Praktik Devadasi dianggap lumrah oleh masyarakat sekitar. Bagian dari budaya yang sudah berusia ratusan tahun. Praktisinya pun banyak. Berdasarkan data dari Komisi Hak Asasi Manusia, pada tahun 2013 terdapat sekitar 450.000 Devadasi di seluruh penjuru India.
Kebanyakan masyarakat yang melakukan praktik ini berada jauh dari kota. Mereka juga tidak beredukasi tinggi. Larangan sulit untuk dijalankan. Sosialisasi tidak berjalan baik atau justru diabaikan.
Selain itu, praktik ini juga menjadi sumber penggerak ekonomi bagi sebagian golongan masyarakat. Melarangnya dengan keras hanya akan menimbulkan kesenjangan sosial baru.
Mereka menjadi bagian dari aksi prostitusi anak. Mengenal seks sebelum berusia 15 tahun. Pendidikan seks yang minim menimbulkan masalah lain lagi. Kehamilan dini, penyakit kelamin, hingga eksploitasi seksual. Tiada kata lain selain mengerikan.
Masalah memuncak pada saat mereka dewasa. Begitu banyaknya suplai Devadasi membuat usia 30 tahun adalah saatnya pensiun. Mereka akan kembali terbuang dalam masyarakat. Bagaikan hewan ternak yang sudah tidak produktif, hidup mereka terabaikan.
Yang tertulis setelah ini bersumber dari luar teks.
PR #611, opened 2018-07-30
sixtop example: fix incorrect access to uint8_t *cell_list

ohrensessel:
In the cases where `read_cell()` is used to get a single cell from a `uint8_t *cell_list`, the index is incremented byte-wise where it should be incremented by the size of a `cell_list` entry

Penyebaran HIV AIDS menjadi tidak terkendali. Tidak heran jika India termasuk dalam negara ketiga terbesar penderita HIV dengan total 2,1 juta orang berdasarkan data WHO tahun 2016.
Tradisi ini menjadi semakin tidak terkendali. Laporan terakhir pada tahun 2017 menyatakan bahwa menjadi Devadasi tidak dimonopoli lagi oleh kaum hawa. Terdapat sejumlah penemuan mengenai Devadasi yang dilakoni oleh pria.